The Class StarknetContractFunctionInvocation has two main methods named call() and invoke(). The only difference between them is that invoke() executes the function call and applies changes on the state but call() does not apply.

The methods invoke() calls _invoke_on_given_state(), which then calls invoke_raw(). invoke_raw() has four important arguments:

1. contract_address: a hexadecimal string or an integer representing the contract address.
2. selector: either a function name or an integer selector for the entrypoint to invoke.
3. calldata: a list of integers to pass as calldata to the invoked function.
4. signature: a list of integers to pass as signature to the invoked function.

The methods invoke_raw() constructs a new transaction tx, which is an instance of class InternalInvokeFunction. The class represents the transactions that are invocations of contract functions. And it is also a subclass of InternalTransaction. Therefore, we mainly concern the implementation of abstract method _apply_specific_state_updates() in this class.

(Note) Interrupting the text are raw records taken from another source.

PR #1044, opened 2023-03-02
Add read_chunk_length

### LINKED ISSUE #1042: `vcf_to_zarr_sequential` high memory usage with large sample counts.
The current VCF I'm working on has 29,924,147 sites and 78,195 samples. With the default chunk sizes (10,000x1,000) this results in 236,447 genotype chunks. Any dask task graphs run on this become very slow as most of the time is spent waiting for the scheduler. The genotype chunks are also very small on disk at around 20KB - this isn't ideal on a cluster filesystem such as NFS where reading fewer, larger chunks better (at least for tasks where you read most of the genotypes, which is mostly what I need).

Ideally, I would have chunks of around (100,000x3,000) I have managed to raise the chunk size to (15,000x3,000), but can't go above this due to `vcf_to_zarr_sequential` using too much RAM. This is because it allocates `chunk_length*n_samples*(1+n_ploidy)` bytes which for my ideal chunks is `23.4GB`. The max I can get per-core before my job is terminated is 16GB.

It seems a solution would be to add an argument to `vcf_to_zarr_sequential` that sets a `read_chunk_length` that is separate from `chunk_length`. Then the max RAM is easily controlled as `max(read_chunk_length*n_samples*(1+n_ploidy), chunk_length*chunk_width*n_ploidy)`. The cost here is that when appending the read chunk to the `zarr` file you need to recode the zarr chunks `chunk_length/read_chunk_length` times, but I think that will be a small factor compared to the VCF parsing.

It looks like this change is simple to implement I will do some perf checks and raise a PR.

EDIT: If the VCF is read in ~20MB chunks (the default) then with a high number of samples `chunk_length` number of variants is almost never reached (generally around 15,000) so the memory is unused any way and the number of zarr re-writes low.

benjeffery:
- [x] Fixes #1042 
- [x] Tests added

### DIFF
--- a/docs/changelog.rst
+++ b/docs/changelog.rst
@@ -24,6 +24,11 @@ New Features
 - Add :func:`sgkit.convert_call_to_index` method.
   (:user:`timothymillar`, :pr:`1050`, :issue:`1048`)
 
+- Add ``read_chunk_length`` option to :func:`sgkit.io.vcf.vcf_to_zarr` and
+  :func:`sgkit.io.vcf.vcf_to_zarrs` functions. These are useful to reduce memory usage
+  with large sample counts or large ``chunk_lengths``.
+  (:user:`benjeffery`, :pr:`1044`, :issue:`1042`)
+
 - Add ``retain_temp_files`` to :func:`sgkit.io.vcf.vcf_to_zarr` function.
   (:user:`benjeffery`, :pr:`1046`, :issue:`1036`)
 
--- a/docs/changelog.rst
+++ b/docs/changelog.rst
@@ -26,11 +26,20 @@ New Features
 
 - Add ``read_chunk_length`` option to :func:`sgkit.io.vcf.vcf_to_zarr` and
   :func:`sgkit.io.vcf.vcf_to_zarrs` functions. These are useful to reduce memory usage
-  with large sample counts or large ``chunk_lengths``.
+  with large sample counts or a large ``chunk_length``.
   (:user:`benjeffery`, :pr:`1044`, :issue:`1042`)
 
 - Add ``retain_temp_files`` to :func:`sgkit.io.vcf.vcf_to_zarr` function.
   (:user:`benjeffery`, :pr:`1046`, :issue:`1036`)
+
+Bug fixes
+~~~~~~~~~
+
+- ``vcf_to_zarrs`` was outputting zarr files with ``temp_chunk_length`` sized chunks. This has now been fixed
+  so that the chunks are ``chunk_length`` sized.
+  (:user:`benjeffery`, :pr:`1044`,)
+
+
 
 .. Breaking changes
 .. ~~~~~~~~~~~~~~~~
--- a/sgkit/io/vcf/vcf_reader.py
+++ b/sgkit/io/vcf/vcf_reader.py
@@ -416,7 +416,10 @@ def vcf_to_zarr_sequential(
     fields: Optional[Sequence[str]] = None,
     exclude_fields: Optional[Sequence[str]] = None,
     field_defs: Optional[Dict[str, Dict[str, Any]]] = None,
+    read_chunk_length: Optional[int] = None,
 ) -> None:
+    if read_chunk_length is None:
+        read_chunk_length = chunk_length
     with open_vcf(input) as vcf:
         sample_id = np.array(vcf.samples, dtype="O")
         n_allele = max_alt_alleles + 1
@@ -436,7 +439,7 @@ def vcf_to_zarr_sequential(
         # Remember max lengths of variable-length strings
         max_alt_alleles_seen = 0
 
-        # Iterate through variants in batches of chunk_length
+        # Iterate through variants in batches of read_chunk_length
 
         if region is None:
             variants = vcf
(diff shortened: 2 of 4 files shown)


docs/changelog.rst
```diff
@@ -17,6 +17,11 @@ New Features
 - Add ``phased`` option to :func:`simulate_genotype_call_dataset` function.
   (:user:`tomwhite`, :pr:`1022`, :issue:`973`)
 
+- Add ``read_chunk_length`` option to :func:`sgkit.io.vcf.vcf_to_zarr` and
+  :func:`sgkit.io.vcf.vcf_to_zarrs` functions. These are useful to reduce memory usage
+  with large sample counts or large ``chunk_lengths``.
```
tomwhite, line 22: Perhaps reword this as the parameter is `chunk_length`, not `chunk_lengths`.

tomwhite (approved):
A few typos to fix but otherwise looks good.

Would be good to add something to https://pystatgen.github.io/sgkit/latest/vcf.html#chunk-sizes

benjeffery:
@tomwhite I've just realised there is some conflict here with `temp_chunk_length` that needs thinking about. I couldn't use that to fix this particular issue as having small temp chunks makes the `concat_zarrs` task graph too large. Maybe `temp_chunk_length` could be deprecated in favour of `read_chunk_length`?

tomwhite:
> @tomwhite I've just realised there is some conflict here with `temp_chunk_length` that needs thinking about. I couldn't use that to fix this particular issue as having small temp chunks makes the `concat_zarrs` task graph too large. Maybe `temp_chunk_length` could be deprecated in favour of `read_chunk_length`?

Are these two parameters the same?

I think there may be a problem with `temp_chunk_length` anyway. If specified, it correctly writes intermediate Zarr files with smaller chunk lengths (e.g. in the test `test_vcf_to_zarr__parallel_temp_chunk_length` its chunks are of size 2500). However, the `chunk_length` is ignored in `concat_zarrs`, which seems wrong. (In the `test_vcf_to_zarr__parallel_temp_chunk_length` the final chunks are still 2500 variants long, not 5000.)

Is the intent of `read_chunk_length` the same? Regardless, I think `test_vcf_to_zarr__large_vcf` should have some assertions about chunk sizes to check that specifying `read_chunk_length` has the intended effect.

benjeffery:
> > @tomwhite I've just realised there is some conflict here with `temp_chunk_length` that needs thinking about. I couldn't use that to fix this particular issue as having small temp chunks makes the `concat_zarrs` task graph too large. Maybe `temp_chunk_length` could be deprecated in favour of `read_chunk_length`?
> 
> Are these two parameters the same?

Not quite - there are three different chunk sizes here!

1. The final chunk size after `concat_zarrs` currently `chunk_length`.
2. The intermediate on-disk chunk size of the parts before `concat_zarrs` currently `temp_chunk_length`.
3. The size of the read buffer in-memory when parsing the VCF currently `read_chunk_length`

I've changed my mind on the deprecation as I need to optimise all three when parsing VCFs:

- Set `read_chunk_length` low enough so that my dask workers don't die due to excessive memory use.
- Set `temp_chunk_length` higher so that the dask task graph for `concat_zarrs` isn't intractable due to scheduler memory usage, but not too large to avoid excessive re-writes of the temporary zarr chunks. 
- Set `chunk_length` higher again so that eventual computations on the genotype array have the right balance of dask scheduler performance and random access.

> I think there may be a problem with `temp_chunk_length` anyway. If specified, it correctly writes intermediate Zarr files with smaller chunk lengths (e.g. in the test `test_vcf_to_zarr__parallel_temp_chunk_length` its chunks are of size 2500). However, the `chunk_length` is ignored in `concat_zarrs`, which seems wrong. (In the `test_vcf_to_zarr__parallel_temp_chunk_length` the final chunks are still 2500 variants long, not 5000.)

I'll look into this!

> Is the intent of `read_chunk_length` the same? Regardless, I think `test_vcf_to_zarr__large_vcf` should have some assertions about chunk sizes to check that specifying `read_chunk_length` has the intended effect.

I'll have to think a bit about this - you can't detect the `read_chunk_length` in the temp chunks, or the final chunks.

tomwhite:
Looks like this still needs updating. @benjeffery have you got this working yet on a cluster?

tomwhite:
Looks like this still needs updating. @benjeffery have you got this working yet on a cluster?

docs/changelog.rst
```diff
@@ -24,9 +24,23 @@ New Features
...
+  (:user:`benjeffery`, :pr:`1044`, :issue:`1042`)
+
 - Add ``retain_temp_files`` to :func:`sgkit.io.vcf.vcf_to_zarr` function.
   (:user:`benjeffery`, :pr:`1046`, :issue:`1036`)
 
+Bug fixes
+~~~~~~~~~
+
+- ``vcf_to_zarrs`` was outputting zarr files with ``temp_chunk_length`` sized chunks. This has now been fixed
+  so that the chunks are ``chunk_length`` sized``
```
tomwhite, line 39: Spurious double backtick at end of line.

tomwhite (approved):
This looks good. There are a couple of minor doc fixes that I mentioned in my last review that still need addressing. Otherwise ready to merge.

benjeffery:
Fixed up the doc issues! Thanks for the reminder.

About _apply_specific_state_updates() in class InternalInvokeFunction

What it does is applying self (the contract function) to the state by executing the entry point and charging fee for it (if needed). The execution flow is:

_apply_specific_state_updates() // of class InternalInvokeFunction
    ->  execute()
        ->  execute() // of class ExecuteEntryPoint
            ->  sync_execute()
                ->  _run()
                    ->  get_contract_class()
                        _get_selected_entry_point()
                        run_from_entrypoint() // of class CairoFunctionRunner
                        ->  initialize_function_entrypoint()
                            initialize_vm()
                            run_until_pc()
                            end_run()
    ->  charge_fee()

What is the entry point selector?

The selector is a hash of the function name. It can be computed by get_selector_from_name(). And the backend of the hash is keccak hash algorithm.

The selectors of contract functions are computed during get_contract_class(), i.e. during compiling the source file. Thus, the value of the selectors can be seen in contract_compiled.json:

"entry_points_by_type": {
        "CONSTRUCTOR": [],
        "EXTERNAL": [
            {
                "offset": "0x3a",
                "selector": "0x362398bec32bc0ebb411203221a35a0301193a96f317ebe5e40be9f60d15320"
            },
            {
                "offset": "0x5b",
                "selector": "0x39e11d48192e4333233c7eb19d10ad67c362bb28580c604d67884c85da39695"
            }
        ],
        "L1_HANDLER": []
}

The offset is the exact position of the function’s first instruction, within the cairo contract bytecode. It is also computed during compiling.

And we can see that there are three types of functions:
– CONSTRUCTOR
– EXTERNAL
– L1_HANDLER

How to determine the entry point given the selector?

This is done by method _get_selected_entry_point() of the class ExecuteEntryPoint. The class has a field entry_point_selector that stores the selector of the function need to be executed. In this method, given the contract class, it will match entry_point_selector with the selectors in contract and get the corresponding offset, which is the exact position of the instruction that should be called within the cairo contract bytecode.